Lá atrás todos estavam fumando, mas ninguém ligava para isto, pois sabiam que, se perdessem o único motor do Humphrey e caíssem no oceano, durariam menos de 4 minutos antes que a hipotermia os levasse. Podia ser o último cigarro do condenado. Pousando ‘a inglesa”, Stanley conseguiu trazer todos a salvo ao Antrim.
Ele ganhou a DSO (Distinguished Service Order) por esta façanha. Dois dias depois, a mesma tripulação do “Humphrey” (LCMDR Stanley, LT Cris Parry, Sub Lietenant Stewart Cooper e Petty Officer David Fitzgerald) atacou o submarino argentino ARA Santa Fé , colocando-o fora de combate.
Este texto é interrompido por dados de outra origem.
PR #3660, opened 2021-03-04
Add packages

### LINKED ISSUE #3657: Replace the default JSON Form error messages

JSONForm is using the default AJV error messages.

The errors to be better than, for instance, when an integer is "a", the error message will read "should be integer"

## Implementation

TBd

N/A

## Additional context

There's a few possibilities to investigate.

Want to keep in mind
- Ideally error messages can be customisable from the `uiSchema` or `jsonSchema` which will allow messages to be context driven when required
- Localisation is a factor
- As little work as possible

joshxg:
Fixes #3657 

## Change summary

- Adds the ability to add a keyword into our JSON schema `errorMessage` like in [`ajv-errors`](https://www.npmjs.com/package/ajv-errors)

## Testing

Internal

N/A


src/widgets/JSONForm/testJSON.js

Pode-se afirmar que houve riscos altíssimos e uma conduta que beirou a temeridade naqueles dois dias na Geleira da Fortuna, mas não se pode deixar de lembrar que também ocorreram comoventes manifestações de solidariedade e fraternidade, além de demonstrações extremas de coragem e perícia aeronáutica. Ao decolar com 16 tripulantes num helicóptero monomotor em meio a nevasca e com baixíssima visibilidade, a tripulação do Comandante Stanley fez muito mais do que deles se poderia pedir, pois atuaram sincronizados como um autêntico “Band of Brothers”.
Eles mostraram a todos os combatentes das demais armas, sejam eles comandos, fuzileiros ou marinheiros, que a Royal Navy jamais medirá esforços para trazê-los sãos e salvos de volta ao navio.
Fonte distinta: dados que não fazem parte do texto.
PR #3667, opened 2021-03-04
#3625 vaccines axis ticks

### LINKED ISSUE #3625: Sensor: Temperature Breach Graph axis (X, Y) UI enhancement
## Describe the bug

Some enhancement is needed in Sensor's Graph. For instance, in Detail dialog window of Temperature breach Y axis only shows Date irrespective of time that seems unclear.

### To reproduce

1. Go to Vaccine -> Sensor Detail page
2. One should have atleast one temperature Breach in a day.
3. Click on temperature breach icon from the graph
4. See error. Y axis is only showing Date irrespective of time
photo_2021-02-25 11 36 17

### Expected behaviour

It would be better if Temperature breach graph shows time as well

### Proposed Solution

### Version and device info

- App version: v7.0.0-rc7
- Tablet model: Lenovo
- OS version: 8.1

wlthomson:
Fixes #3625.

## Change summary

Fixes vaccine plot x-axis tick formatting.

## Testing

- [ ] Temperature line chart tick labels display both time and date.
- [ ] Temperature line chart x-axis has no more than 15 ticks.
- [ ] Temperature bar chart tick labels display both time and date.
- [ ] Temperature bar chart x-axis has no more than 15 ticks.

N/A.

### DIFF
--- a/src/utilities/formatters.js
+++ b/src/utilities/formatters.js
@@ -61,7 +61,9 @@ export const formatTimeDifference = duration => {
   );
 };
 
-export const getTickFormatter = () => tick => moment(tick).format('h:mma[\n](D/M)');
+export const timestampTickFormatter = tick => moment(tick).format('h:mma[\n](D/M)');
+
+export const temperatureTickFormatter = tick => `${tick} \u2103`;
 
 export const formatDate = date => (date ? moment(date).fromNow() : generalStrings.not_available);
 
--- a/src/utilities/formatters.js
+++ b/src/utilities/formatters.js
@@ -61,21 +61,7 @@ export const formatTimeDifference = duration => {
   );
 };
 
-export const getTickFormatter = () => {
-  let currentDay = null;
-  return tick => {
-    let formatted = '';
-    const nextCurrentDay = moment(tick).day();
-    if (currentDay !== nextCurrentDay) {
-      currentDay = moment(tick).day();
-      formatted = moment(tick).format('h:mma[\n](D/M)');
-    } else {
-      formatted = moment(tick).format('h:mma');
-    }
-
-    return formatted;
-  };
-};
+export const getTickFormatter = () => tick => moment(tick).format('h:mma[\n](D/M)');
 
 export const formatDate = date => (date ? moment(date).fromNow() : generalStrings.not_available);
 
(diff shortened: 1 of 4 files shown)


src/utilities/formatters.js
```diff
@@ -61,21 +61,7 @@ export const formatTimeDifference = duration => {
...
-      currentDay = moment(tick).day();
-      formatted = moment(tick).format('h:mma[\n](D/M)');
-    } else {
-      formatted = moment(tick).format('h:mma');
-    }
-
-    return formatted;
-  };
-};
+export const getTickFormatter = () => tick => moment(tick).format('h:mma[\n](D/M)');
```
joshxg, line 64: The screenshot is for the [`BreachChart`](https://github.com/openmsupply/mobile/blob/46b159479ad7a0e52a14658107e26ad0125c7a09/src/widgets/BreachChart.js#L60) which doesn't use this function (so doesn't fix the issue with that chart. Maybe we can just use this function in that component?

Personally I think it looks good if you don't display redundant dates, especially if you're viewing a small range

If we do keep it like this, I don't think there's any point to have it return a function given there's no closure

joshxg (approved):

joshxg:
I approved but as noted it doesn't actually fix the reported issue (which is to do with the breach chart) oops

src/utilities/formatters.js
wlthomson: Possibly, but given dates are only redundant when you've been logging for < 1 day, is it worth it for the potential resultant confusion?

joshxg: The only difference this change makes is that the date now shows when you're viewing logs on the same day. The original function would show a date if subsequent ticks were on different days and only when subsequent (am I using this right) ticks were on the same day would remove the day.

wlthomson:
@joshxg @katherine-sussol Updated to use same tick formatting for both vaccine charts.

src/utilities/formatters.js
wlthomson: > The only difference this change makes is that the date now shows on all logs.

That was the idea 😃. I think the conditional date rendering assumes that the user will understand that a time without a date implies the date is the current day.  As this data is quite mission critical, I would think including potentially redundant information is better than omitting it and assuming users will understand the implication.

TLDR; I might not have understood the argument for omitting the date for the current day, but AFAICS the UI looks fine either way, so I can't see a strong argument for adding potential ambiguity here?

But, if a user wanted it that way, I can fix to revert it back!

Abaixo algumas fotos do “Humphrey”, que durante um ataque de “Daggers” argentinos, foi atingido por diversos disparos que produziram vários buracos que ainda hoje são visíveis. Na ocasião, os buracos foram tapados com fita adesiva e a aeronave voltou a voar sem problemas. O “Humphrey” se encontra preservado no Fleet Air Arm Museum.
Prezado Robinson.
Obrigado por suas considerações e elucidações sobre o assunto, sem duvida muito bem fundamentadas.
Um abraço e até a próxima.
P.S. Não sei se é esse, mas tente no youtube “safe underwater ejection from downed fighter jet”, algo no mínimo, surpreendente.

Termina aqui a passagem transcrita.